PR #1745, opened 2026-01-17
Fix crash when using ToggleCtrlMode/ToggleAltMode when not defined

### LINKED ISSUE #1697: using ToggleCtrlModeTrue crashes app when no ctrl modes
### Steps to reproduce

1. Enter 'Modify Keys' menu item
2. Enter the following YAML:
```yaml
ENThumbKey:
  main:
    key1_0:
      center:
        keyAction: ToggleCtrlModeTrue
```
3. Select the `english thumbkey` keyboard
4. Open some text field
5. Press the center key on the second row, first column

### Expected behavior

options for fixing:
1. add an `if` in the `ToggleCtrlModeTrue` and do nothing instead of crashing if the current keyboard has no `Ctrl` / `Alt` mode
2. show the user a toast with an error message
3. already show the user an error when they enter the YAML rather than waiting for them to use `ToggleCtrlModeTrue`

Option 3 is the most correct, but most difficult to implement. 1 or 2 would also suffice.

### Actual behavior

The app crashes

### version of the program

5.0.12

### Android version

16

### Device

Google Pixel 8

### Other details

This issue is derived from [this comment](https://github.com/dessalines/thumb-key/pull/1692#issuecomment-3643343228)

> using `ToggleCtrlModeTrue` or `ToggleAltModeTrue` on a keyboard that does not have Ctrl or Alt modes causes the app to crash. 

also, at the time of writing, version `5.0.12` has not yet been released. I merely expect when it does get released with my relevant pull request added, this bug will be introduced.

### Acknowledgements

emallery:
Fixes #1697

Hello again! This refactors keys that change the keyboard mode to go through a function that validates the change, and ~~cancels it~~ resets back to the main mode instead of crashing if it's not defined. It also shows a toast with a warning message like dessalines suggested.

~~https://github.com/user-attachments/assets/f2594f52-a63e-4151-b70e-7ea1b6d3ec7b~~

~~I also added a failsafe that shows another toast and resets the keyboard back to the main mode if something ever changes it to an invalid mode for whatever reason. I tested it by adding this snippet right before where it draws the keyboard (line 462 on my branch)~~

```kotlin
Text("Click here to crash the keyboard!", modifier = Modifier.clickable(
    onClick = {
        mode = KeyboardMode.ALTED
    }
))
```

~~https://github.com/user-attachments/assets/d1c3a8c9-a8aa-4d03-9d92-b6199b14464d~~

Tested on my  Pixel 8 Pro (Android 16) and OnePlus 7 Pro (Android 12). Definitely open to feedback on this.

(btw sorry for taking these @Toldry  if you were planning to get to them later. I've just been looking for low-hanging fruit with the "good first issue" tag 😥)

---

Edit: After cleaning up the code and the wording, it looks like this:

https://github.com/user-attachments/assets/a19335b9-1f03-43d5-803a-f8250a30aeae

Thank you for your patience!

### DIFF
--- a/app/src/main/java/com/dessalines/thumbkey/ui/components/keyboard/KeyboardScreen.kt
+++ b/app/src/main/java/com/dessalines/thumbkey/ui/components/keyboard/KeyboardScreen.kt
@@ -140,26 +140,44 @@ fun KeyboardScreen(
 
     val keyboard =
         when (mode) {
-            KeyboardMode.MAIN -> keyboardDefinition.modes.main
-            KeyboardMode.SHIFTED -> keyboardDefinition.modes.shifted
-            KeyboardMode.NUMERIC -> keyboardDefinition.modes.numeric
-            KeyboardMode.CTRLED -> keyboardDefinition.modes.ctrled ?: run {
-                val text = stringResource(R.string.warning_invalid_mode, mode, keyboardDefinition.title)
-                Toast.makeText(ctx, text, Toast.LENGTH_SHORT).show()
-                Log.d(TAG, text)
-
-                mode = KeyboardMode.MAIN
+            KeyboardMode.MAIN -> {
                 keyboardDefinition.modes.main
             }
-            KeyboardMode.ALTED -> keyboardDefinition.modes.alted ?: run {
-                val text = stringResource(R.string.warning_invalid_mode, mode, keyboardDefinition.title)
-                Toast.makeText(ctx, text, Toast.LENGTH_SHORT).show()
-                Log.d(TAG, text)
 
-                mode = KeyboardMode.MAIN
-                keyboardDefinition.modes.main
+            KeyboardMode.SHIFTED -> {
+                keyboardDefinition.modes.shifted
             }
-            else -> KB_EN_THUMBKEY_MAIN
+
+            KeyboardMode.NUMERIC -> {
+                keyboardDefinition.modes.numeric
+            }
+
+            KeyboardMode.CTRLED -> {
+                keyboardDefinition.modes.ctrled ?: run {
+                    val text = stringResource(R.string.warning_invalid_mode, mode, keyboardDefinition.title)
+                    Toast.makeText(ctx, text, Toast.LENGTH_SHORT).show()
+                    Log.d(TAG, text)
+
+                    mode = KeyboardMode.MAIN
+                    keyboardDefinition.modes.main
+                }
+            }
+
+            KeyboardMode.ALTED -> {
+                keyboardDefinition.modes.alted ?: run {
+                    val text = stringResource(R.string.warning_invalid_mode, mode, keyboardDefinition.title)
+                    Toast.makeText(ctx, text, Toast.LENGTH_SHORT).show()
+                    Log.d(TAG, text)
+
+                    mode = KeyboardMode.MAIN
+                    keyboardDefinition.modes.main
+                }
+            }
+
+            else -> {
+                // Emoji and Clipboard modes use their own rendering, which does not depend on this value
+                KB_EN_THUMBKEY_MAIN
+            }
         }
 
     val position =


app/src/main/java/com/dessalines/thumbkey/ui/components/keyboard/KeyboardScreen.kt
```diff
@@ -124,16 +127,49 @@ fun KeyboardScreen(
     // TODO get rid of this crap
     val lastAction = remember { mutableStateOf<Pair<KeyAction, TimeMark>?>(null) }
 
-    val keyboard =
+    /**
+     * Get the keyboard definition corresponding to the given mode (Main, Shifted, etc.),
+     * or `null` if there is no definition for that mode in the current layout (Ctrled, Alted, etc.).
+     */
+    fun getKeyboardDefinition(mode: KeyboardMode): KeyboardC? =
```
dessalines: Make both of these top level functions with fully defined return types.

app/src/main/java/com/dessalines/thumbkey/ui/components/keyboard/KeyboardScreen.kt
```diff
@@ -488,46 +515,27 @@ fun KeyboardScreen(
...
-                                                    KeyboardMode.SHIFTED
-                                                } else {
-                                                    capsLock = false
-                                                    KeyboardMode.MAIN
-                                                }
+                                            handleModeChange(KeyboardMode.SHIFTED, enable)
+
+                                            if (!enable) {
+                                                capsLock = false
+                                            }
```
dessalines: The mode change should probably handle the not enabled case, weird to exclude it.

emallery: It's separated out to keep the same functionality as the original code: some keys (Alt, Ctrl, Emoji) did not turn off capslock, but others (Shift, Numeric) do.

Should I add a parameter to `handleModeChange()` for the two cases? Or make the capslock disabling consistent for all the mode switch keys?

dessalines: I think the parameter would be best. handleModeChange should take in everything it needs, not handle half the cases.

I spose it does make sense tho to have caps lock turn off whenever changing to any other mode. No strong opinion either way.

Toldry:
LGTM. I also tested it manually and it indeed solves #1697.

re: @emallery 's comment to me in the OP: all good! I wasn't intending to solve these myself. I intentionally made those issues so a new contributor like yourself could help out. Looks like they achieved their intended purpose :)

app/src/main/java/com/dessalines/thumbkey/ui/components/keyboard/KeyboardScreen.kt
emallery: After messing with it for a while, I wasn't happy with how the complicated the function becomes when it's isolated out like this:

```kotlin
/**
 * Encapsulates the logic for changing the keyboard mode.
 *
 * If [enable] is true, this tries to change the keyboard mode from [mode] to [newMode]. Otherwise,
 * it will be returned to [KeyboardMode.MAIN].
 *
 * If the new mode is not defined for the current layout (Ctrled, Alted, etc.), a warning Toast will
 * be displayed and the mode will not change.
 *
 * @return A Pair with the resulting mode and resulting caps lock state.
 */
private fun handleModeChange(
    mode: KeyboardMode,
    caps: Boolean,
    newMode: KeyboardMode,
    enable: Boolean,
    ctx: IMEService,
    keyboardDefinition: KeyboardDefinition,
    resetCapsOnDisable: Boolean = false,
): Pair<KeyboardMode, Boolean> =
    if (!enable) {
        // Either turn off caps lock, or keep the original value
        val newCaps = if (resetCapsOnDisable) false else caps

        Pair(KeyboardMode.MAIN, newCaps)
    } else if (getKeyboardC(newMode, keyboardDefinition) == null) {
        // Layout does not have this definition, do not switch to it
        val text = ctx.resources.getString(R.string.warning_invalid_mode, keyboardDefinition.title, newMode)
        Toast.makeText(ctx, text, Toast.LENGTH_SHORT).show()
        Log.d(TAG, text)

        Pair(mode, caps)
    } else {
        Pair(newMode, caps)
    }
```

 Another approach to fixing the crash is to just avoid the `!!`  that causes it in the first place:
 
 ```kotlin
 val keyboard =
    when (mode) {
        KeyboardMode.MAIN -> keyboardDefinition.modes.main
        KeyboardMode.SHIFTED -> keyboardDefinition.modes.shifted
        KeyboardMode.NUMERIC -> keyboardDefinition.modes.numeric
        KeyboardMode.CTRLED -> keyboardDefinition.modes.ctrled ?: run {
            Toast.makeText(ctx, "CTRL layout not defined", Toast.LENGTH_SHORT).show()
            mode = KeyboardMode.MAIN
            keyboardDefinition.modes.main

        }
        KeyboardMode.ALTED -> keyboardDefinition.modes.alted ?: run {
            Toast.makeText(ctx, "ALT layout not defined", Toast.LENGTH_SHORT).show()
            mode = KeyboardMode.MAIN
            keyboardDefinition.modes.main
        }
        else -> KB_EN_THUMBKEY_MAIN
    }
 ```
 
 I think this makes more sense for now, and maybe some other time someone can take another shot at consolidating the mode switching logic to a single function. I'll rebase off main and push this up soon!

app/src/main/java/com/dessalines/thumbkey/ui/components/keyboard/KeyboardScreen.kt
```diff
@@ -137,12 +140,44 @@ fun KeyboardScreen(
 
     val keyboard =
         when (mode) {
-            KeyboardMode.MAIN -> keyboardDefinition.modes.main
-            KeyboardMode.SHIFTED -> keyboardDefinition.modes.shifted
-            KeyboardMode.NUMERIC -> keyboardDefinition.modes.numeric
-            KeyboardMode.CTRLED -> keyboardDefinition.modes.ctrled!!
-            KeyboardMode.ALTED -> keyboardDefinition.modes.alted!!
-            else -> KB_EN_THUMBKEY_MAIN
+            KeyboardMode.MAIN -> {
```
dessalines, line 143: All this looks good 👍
---
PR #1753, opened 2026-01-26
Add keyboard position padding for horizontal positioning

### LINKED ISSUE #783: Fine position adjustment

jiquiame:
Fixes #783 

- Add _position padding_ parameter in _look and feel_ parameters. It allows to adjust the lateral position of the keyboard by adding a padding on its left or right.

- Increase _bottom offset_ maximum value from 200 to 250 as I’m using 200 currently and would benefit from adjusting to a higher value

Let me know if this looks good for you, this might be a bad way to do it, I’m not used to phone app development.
...
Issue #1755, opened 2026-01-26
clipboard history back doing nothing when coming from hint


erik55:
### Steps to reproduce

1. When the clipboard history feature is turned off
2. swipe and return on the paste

> [PROBLEM DESCRIPTION] Scan the lines above for "ToggleCtrlModeTrue", then copy every one that has it.

> [ANSWER TO THIS EXERCISE]
### LINKED ISSUE #1697: using ToggleCtrlModeTrue crashes app when no ctrl modes
        keyAction: ToggleCtrlModeTrue
1. add an `if` in the `ToggleCtrlModeTrue` and do nothing instead of crashing if the current keyboard has no `Ctrl` / `Alt` mode
3. already show the user an error when they enter the YAML rather than waiting for them to use `ToggleCtrlModeTrue`
> using `ToggleCtrlModeTrue` or `ToggleAltModeTrue` on a keyboard that does not have Ctrl or Alt modes causes the app to crash. 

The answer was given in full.